__What needs to be done__
Repeat each line, word for word, from the one containing "jamesgorrie: I've removed" through the last line of the entries, and include no other output.

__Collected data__

PR #4183, opened 2019-02-27
Spacing

davidpmccormick:
Assorted spacing/sizing improvements and fixes.

screenshot 2019-02-26 at 18 07 35


catalogue/webapp/components/WorkDetails/WorkDetails.js
```diff
@@ -49,7 +50,7 @@ const WorkDetailsSection = ({
 
 const StyledWorkDetailsSection = styled(WorkDetailsSection)`
   display: grid;
-  grid-template-columns: repeat(10, 1fr);
+  grid-template-columns: repeat(12, 1fr);
```
jamesgorrie: As per our chat, these can be simplified, and then supported by flexbox.

common/styles/utilities/_root-scope-classes.scss
```diff
@@ -498,19 +498,20 @@
   }
 }
 
-.spacing-component + .spacing-component {
-  margin-top: $spacing-unit * 6;
+.spacing-component + .spacing-component,
+.spacing-component:empty {
```
jamesgorrie: could we document this tidy hack?

common/views/components/SpacingComponent/SpacingComponent.js
```diff
@@ -4,7 +4,7 @@ import type { Node } from 'react';
 import { classNames } from '../../../utils/classnames';
 
 type Props = {|
-  children: Node,
+  children?: Node,
 |};
```
jamesgorrie: Does make me think a little bit that it should be called a `SpacingShim` - let's see how we go.

PR #4185, opened 2019-02-27
Make work types more obviously (de)selectable

jamesgorrie:
To allow users to know they can, and also to not be so linky, but more selectable (similar to a segmented control).

As our design system is growing and becoming more robust, it felt good practise to follow this lifecycle, especially for testing (hence the copy/paste from `Tags`, although the follow the purpose of taking you to a new search).
screen shot 2017-06-30 at 17 53 24

filters 2


jamesgorrie:
Merging as there is nothing in here that touches prod.
Apologies, but it was needed for testing.

PR #4191, opened 2019-02-28
provide max width for thumbnails

gestchild:
Fixes broken landscape image thumbnails, thumbnails need both width and height

### DIFF
--- a/common/views/components/IIIFPresentationPreview/IIIFPresentationPreview.js
+++ b/common/views/components/IIIFPresentationPreview/IIIFPresentationPreview.js
@@ -88,7 +88,7 @@ const IIIFPresentationDisplay = ({
         )) ||
     [];
 
-  const previewSize = 200;
+  const previewSize = 400;
 
   return (
     <Fragment>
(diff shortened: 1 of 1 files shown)


common/views/components/IIIFPresentationPreview/IIIFPresentationPreview.js
```diff
@@ -101,13 +101,18 @@ const IIIFPresentationDisplay = ({
...
+                    )({ size: '!1024,1024' })}
                   >
                     <img
-                      style={{ width: 'auto', height: '300px' }}
+                      style={
+                        sequence.canvases[0].thumbnail.service.width <=
+                        sequence.canvases[0].thumbnail.service.height
+                          ? { width: 'auto', height: '300px' }
+                          : { width: '300px', height: 'auto' }
+                      }
```
jamesgorrie: We should probably create a component that contains and image and constrains it to a bounding box.

This sort of does that:
https://github.com/wellcometrust/wellcomecollection.org/blob/master/catalogue/webapp/components/WorkCard/WorkCard.js#L161

PR #4192, opened 2019-02-28
toggle value as string

jamesgorrie:
This will allow us to have a toggle that can hold more than `true` / `false`.

The use case for this is that we want a toggle on multiple query types that the [API can now accept](https://github.com/wellcometrust/catalogue/pull/15).

I'd like to run through any alternative options before merging this, this is just a "How does this feel" PR.


jamesgorrie:
Don't think this is the way...

Issue #4189, opened 2019-02-28
Book preview keyboard accessibility


gestchild:
## Who it's for

People who use a keyboard to interact with our website

## Problem to be solved
This relates to the multiple image version of the preview (that allows a user to scroll through the whole book). While it is possible for people using keyboards to access all the images by tabbing, this is not ideal, as they are forced to tab through every image before they reach the rest of the page content. This is not a good experience if they have already gleaned what they wanted to know from a few of the images and want to move on. It will also be using data unnecessarily.

## User Story/Job
In order to only view the preview images I am interested in
As a person who uses a keyboard
I need to be able to navigate through the preview images with the keyboard, but skip past them when I am no longer interested in them.

## Acceptance Criteria
- [ ] The image preview area should be able to receive focus, the individual images should not unless they are in view (as they still need to be able to launch the viewer)
- [ ] When the preview area is focussed a message should alert users that they can use arrow keys to navigate the images.
- [ ] When the preview area is focussed arrow keys should enable users to navigate the images.

PR #4193, opened 2019-02-28
Preview keyboard accessibility

gestchild:
addresses keyboard related issues referenced here: #4189

keyboard


gestchild:
no longer needed for preview, but likely to incorporate into viewer

PR #4196, opened 2019-03-01
SearchContext

jamesgorrie:
## Motivation

Adds a `SearchContext` to manage the way we're dealing with the state of the application in a scalable way.

When thinking about adding `_queryType`, it became very obvious, if we were to add it to the query string, things were going to become quite unwieldy.

---

## Idea

As the project progresses, the pattern of a search comprising of multiple, linked actions is surfacing. 

This structures the catalogue app as such:

### `SearchProvider`
Any `children` components in a SearchProvider will share the same setters and values.

To use the context, the child component can use the [`useContext` hook](https://reactjs.org/docs/hooks-reference.html#usecontext) to get those setters and values.

### `SearchContext`
A context that holds the state of the search params for the `SearchProvider`.

If the setters are used, any other child component within the same `SearchProvider` will read the new values set.

You can use it in your component like so
```JS
import {useContext} from 'react';
import SearchContext from './SearchContext';

const FancyCoCoComponent = ({ props }) => {
  const { query, setQuery } = useContext(SearchContext);

  //... read and write to your hearts content
  return <button onClick={() => setQuery(`${query}💰`)}>{query}</button>;
}
```

### SearchRouter
This is a [Function as children](https://reactpatterns.com/#function-as-children) component that passes a router down the pipes.

Currently all this does is exposes a `push` method that reads from the current context, and pushes the link to the Next.js Router.

---

## Thoughts

This does encapsulate quite a lot of the complexity in the context, but there is still quite a lot of configuration. Maybe we should look at pulling it out as configuration?

We will probably need to create a `SearchLink` that performs much like the router, but allows overrides.

None of the functionality touches on the prod code, so we could probably pair through a review merge, and move forward if we like this approach.

I'd really like to see where this is creating redraws and DOM updates before we go forward with it.
https://reactjs.org/docs/optimizing-performance.html#profiling-components-with-the-chrome-performance-tab

---

screen recording 2019-03-01 at 17 25 23


catalogue/webapp/components/SearchContext/SearchContext.js
```diff
@@ -0,0 +1,106 @@
...
+  query: '',
+  page: 1,
+  workType: ['k', 'q'],
+  itemsLocationsLocationType: ['iiif-image'],
+  queryType: null,
+};
+
+const SearchContext = createContext<ContextProps>({
+  ...defaultState,
+  setQuery: () => {},
```
davidpmccormick: Should these functions be updating the state or am I missing something?

catalogue/webapp/components/SearchContext/SearchContext.js
```diff
@@ -0,0 +1,106 @@
...
+    const link = worksUrl({
+      query,
+      page,
+      workType: workType,
+      itemsLocationsLocationType: itemsLocationsLocationType,
+      queryType: queryType,
+    });
+    Router.push(
+      { ...link.href, pathname: '/works-context' },
+      { ...link.href, pathname: '/works-context' }
```
davidpmccormick: `link.as`?

catalogue/webapp/components/SearchContext/SearchContext.js
jamesgorrie: When creating a context, this is just the default thing to return if there isn't a provider.
Maybe this should just be `null`, but this makes it super `null`-checky.

catalogue/webapp/pages/works-context.js
```diff
@@ -0,0 +1,248 @@
...
+        {label}
+        <input
+          type="checkbox"
+          name={name}
+          value={id}
+          checked={values.indexOf(id) !== -1}
+          onChange={event =>
+            setter(
+              event.currentTarget.checked
+                ? [id, ...values].sort()
```
davidpmccormick: Were we resolved to use `lodash` for sort everywhere after we've seen weirdness with it?

jamesgorrie: I've removed it as I can't think where this might make the most sense, if we order, it feels like it should be at router / context setter.

Issue #4147, opened 2019-02-20
Work Viewer: MVP on "Full view" of work


jamesgorrie:
## Purpose
We want to provide a basic way for users to view the detail of the item image to allow the team to collect user feedback and iterate on 'Search + View' user flow. 

## User Story
- I want to be able to see a whole page at a time (not having to scroll to see the bottom of page 1) so I can evaluate it as I would a physical book page
- I want to know where I am within a book to help me navigate
- I've just landed on this page from a search: what is this thing? Where can I find more information
- I want to download this item so I can read it when I'm ready

Not in scope
- I want to view the table of contents to help me understand if this book is relevant to me
- I want to be able to navigate to chapter headings or sections to help me understand what this item is about and assess the relevance
- I want to search the whole book so I can find where my topic can be found

## Scope
- non-javascript version

## Acceptance criteria
- [x] User can navigate from page to page 
- [x] Page image status is shown (e.g. `3 of 299`) and updates when user moves from page to page
- [x] Save images with right-click > save
- [x] URL per image/page of work
~~- [ ] User can navigate using keyboard navigation~~

## Next Steps
- [x] @GarethOrmerod to provide visual design input
- [ ] Build in the browser for user testing

Heesoomoon:
Here's the initial idea for the non-javascript version for the viewer.
![viewer_v1](https://user-images.githubusercontent.com/29206031/53336691-fe3c8480-38f6-11e9-9d0c-99f53f95639b.jpeg)

PR #4204, opened 2019-03-04
add item page

jamesgorrie:
Ref: #4147

Adds a link to, for example, `/works/fwquzvcf/items` which will then render the `DigitalLocation` of the first item.

Not all items have IDs due to the fact that the ID is based on Sierra's Item ID, and we only have this for items with `PhysicalLocation`s.


jamesgorrie:
Paired = reviewed.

__Exercise solution__
jamesgorrie: I've removed it as I can't think where this might make the most sense, if we order, it feels like it should be at router / context setter.

Issue #4147, opened 2019-02-20
Work Viewer: MVP on "Full view" of work


jamesgorrie:
## Purpose
We want to provide a basic way for users to view the detail of the item image to allow the team to collect user feedback and iterate on 'Search + View' user flow. 

## User Story
- I want to be able to see a whole page at a time (not having to scroll to see the bottom of page 1) so I can evaluate it as I would a physical book page
- I want to know where I am within a book to help me navigate
- I've just landed on this page from a search: what is this thing? Where can I find more information
- I want to download this item so I can read it when I'm ready

Not in scope
- I want to view the table of contents to help me understand if this book is relevant to me
- I want to be able to navigate to chapter headings or sections to help me understand what this item is about and assess the relevance
- I want to search the whole book so I can find where my topic can be found

## Scope
- non-javascript version

## Acceptance criteria
- [x] User can navigate from page to page 
- [x] Page image status is shown (e.g. `3 of 299`) and updates when user moves from page to page
- [x] Save images with right-click > save
- [x] URL per image/page of work
~~- [ ] User can navigate using keyboard navigation~~

## Next Steps
- [x] @GarethOrmerod to provide visual design input
- [ ] Build in the browser for user testing

Heesoomoon:
Here's the initial idea for the non-javascript version for the viewer.
![viewer_v1](https://user-images.githubusercontent.com/29206031/53336691-fe3c8480-38f6-11e9-9d0c-99f53f95639b.jpeg)

PR #4204, opened 2019-03-04
add item page

jamesgorrie:
Ref: #4147

Adds a link to, for example, `/works/fwquzvcf/items` which will then render the `DigitalLocation` of the first item.

Not all items have IDs due to the fact that the ID is based on Sierra's Item ID, and we only have this for items with `PhysicalLocation`s.


jamesgorrie:
Paired = reviewed.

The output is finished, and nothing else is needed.